Write out exactly the lines from the one containing "bogdandrutu: It is not used anywhere." through the last line of the records below, including both.

Data extract Start Marker

PR #5037, opened 2022-03-18
Run unit tests on go 1.18 in addition to 1.17

dashpole:
Fixes https://github.com/open-telemetry/opentelemetry-collector/issues/5032.

In order to merge this PR, an admin for the repo will need to change the branch protection rules for `main` to require the `build-and-test / unittest (1.18)` and `build-and-test / unittest (1.17)`  checks instead of the `unittest` check.

I don't think this needs a changelog entry.

PR #5075, opened 2022-03-23
Upgrade to Go 1.18

emaderer:
Upgrade to Go 1.18


Makefile.Common
```diff
@@ -34,7 +34,7 @@ fmt:
 .PHONY: tidy
 tidy:
 	rm -fr go.sum
-	$(GOCMD) mod tidy -compat=1.17
+	$(GOCMD) mod tidy -compat=1.18
```
Aneurysm9, line 37: We cannot do this at this time.  We still need to support building with 1.17.  See our [version support policy](https://github.com/open-telemetry/opentelemetry-collector/blob/main/README.md#compatibility).

Aneurysm9 (changes requested):
We cannot drop support for 1.17 at this time.  Support for [testing against 1.18](https://github.com/open-telemetry/opentelemetry-collector/pull/5037) has already been merged.

Makefile.Common
emaderer: I see, thanks for pointing that out!

PR #5076, opened 2022-03-23
Deprecation of pdata methods following OTLP v0.15.0

### LINKED ISSUE #5073: deprecate InstrumentationLibrary* in pdata in favour of Scope*

codeboten:
Follow up to #5064 

Adding deprecation methods for the following pdata methods:
  - InstrumentationLibrary is now Scope
  - InstrumentationLibrarySpans is now ScopeSpans
  - InstrumentationLibraryLogs is now ScopeLogs
  - InstrumentationLibraryMetrics is now ScopeMetrics

Fixes #5073 #5072


tigrannajaryan:
Does this implement the [graceful transition rules](https://github.com/open-telemetry/opentelemetry-proto/blob/3c2915c01a9fb37abfc0415ec71247c4978386b0/opentelemetry/proto/trace/v1/trace.proto#L58) or it will be in a separate PR?

codeboten:
@tigrannajaryan it does not implement them yet. I will do so before marking it ready for review 👍

codeboten:
Sorry @tigrannajaryan I misinterpreted the question in your comment and thought you were talking about the whether this PR would include the deprecated methods to allow users of pdata to transition off of the old names. Those are not included in this PR.

The update to support the transition rules will be done as a separate PR to address #5074

tigrannajaryan:
> Sorry @tigrannajaryan I misinterpreted the question in your comment and thought you were talking about the whether this PR would include the deprecated methods to allow users of pdata to transition off of the old names. Those are now included in this PR.
> 
> The update to support the transition rules will be done as a separate PR to address #5074

OK. Let's plan to do this work before the next release. We want the new release to handle the transition as it is described in the proto spec.

codeboten:
💯

@tigrannajaryan i started here https://github.com/open-telemetry/opentelemetry-collector/pull/5085

tigrannajaryan (approved):

docs/troubleshooting.md
```diff
@@ -176,7 +176,7 @@ With the modified configuration if you re-run the test above the log output shou
 2020-11-11T04:08:17.344Z	DEBUG	loggingexporter/logging_exporter.go:353	ResourceSpans #0
```
bogdandrutu, line 176: Why this change?

bogdandrutu (approved):

docs/troubleshooting.md
cbandy: The coloring here is not a diff; only L179 is changing.

It looks to me like GitHub is highlighting that this code block is identified as `json` but is not valid JSON.

codeboten: The only change is `InstrumentationLIbrarySpans` -> `ScopeSpans`

bogdandrutu (approved):

Issue #5061, opened 2022-03-22
`HTTPClientSettings.ToClient` is inconsistent with other `To*` config methods


mx-psi:
`confighttp.HTTPClientSettings.ToClient` takes an id-extension map while `configgrpc.HTTPServerSettings.ToServer` and all the `configrpc.*.To*` methods take a `component.Host`, in all cases to support authentication. 

Ideally all would be consistent by passing `component.Host` to all of them, although I don't want to assume this is the best solution just because it's the most used one.

cc @jpkrohling since this is auth related.

bogdandrutu:
I would vote to make it consistent and use `component.Host`.

shree007:
@jpkrohling  I may work on it.

fatsheep9146:
Is this issue still open?

mx-psi:
> Is this issue still open?

It is, #5083 was closed as stale

fatsheep9146:
> > Is this issue still open?
> 
> It is, #5083 was closed as stale

Could I work on this?

mx-psi:
Assigned :)

mx-psi:
Reopening since we still have to:
1. remove `ToClient` in a future version
2. add it back with the 'correct' argument

fatsheep9146:
> Reopening since we still have to:
> 
> 1. remove `ToClient` in a future version
> 2. add it back with the 'correct' argument

These two works should both be done until at least version v0.56.0?

mx-psi:
@fatsheep9146 Yes, for now we have to wait!

mx-psi:
@fatsheep9146 I think you can continue doing this now!

PR #5083, opened 2022-03-24
opentelemetry-collector-5061 replacing ext map with host

shree007:
**Description:** 
Adding `component.Host` into `confighttp.HTTPClientSettings.ToClient `to follow similar norm in other places

**Link to tracking Issue:** #5061 

**Testing:**
Paasing `componenttest.NewNopHost()` into testing method


bogdandrutu:
@shree007 can you update the PR to pass the tests in this repo (not the contrib)

codeboten (commented):
@shree007 any update on moving this work forward?

shree007:
> 

Should I remove that check ?

config/confighttp/confighttp_test.go
```diff
@@ -255,6 +249,7 @@ func TestHTTPClientSettingWithAuthConfig(t *testing.T) {
 		shouldErr    bool
 		settings     HTTPClientSettings
 		extensionMap map[config.ComponentID]component.Extension
+		host         component.Host
```
jpkrohling, line 252: No cases are setting these. Should it really be added here?

shree007: https://github.com/open-telemetry/opentelemetry-collector/pull/5083/files#diff-ae54372cbf36c6ca3ce262dc39d7db67e1d71bba20c8838a9906bc123133c8b6R312
Here its being used.

jpkrohling: It's consumed there, but no tests are creating a custom value for it. Each test is defining a map of components, but that's not being used anymore. Shouldn't you create a host based on that map?

shree007: @jpkrohling  let me walk through it again to end to end flow. I will create host based on that map accordingly.

bogdandrutu: It is not used anywhere.

bogdandrutu (commented):
Please make PR pass tests

shree007:
Ok. I will do today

Data extract End Marker

→ **Output for this task**
bogdandrutu: It is not used anywhere.

bogdandrutu (commented):
Please make PR pass tests

shree007:
Ok. I will do today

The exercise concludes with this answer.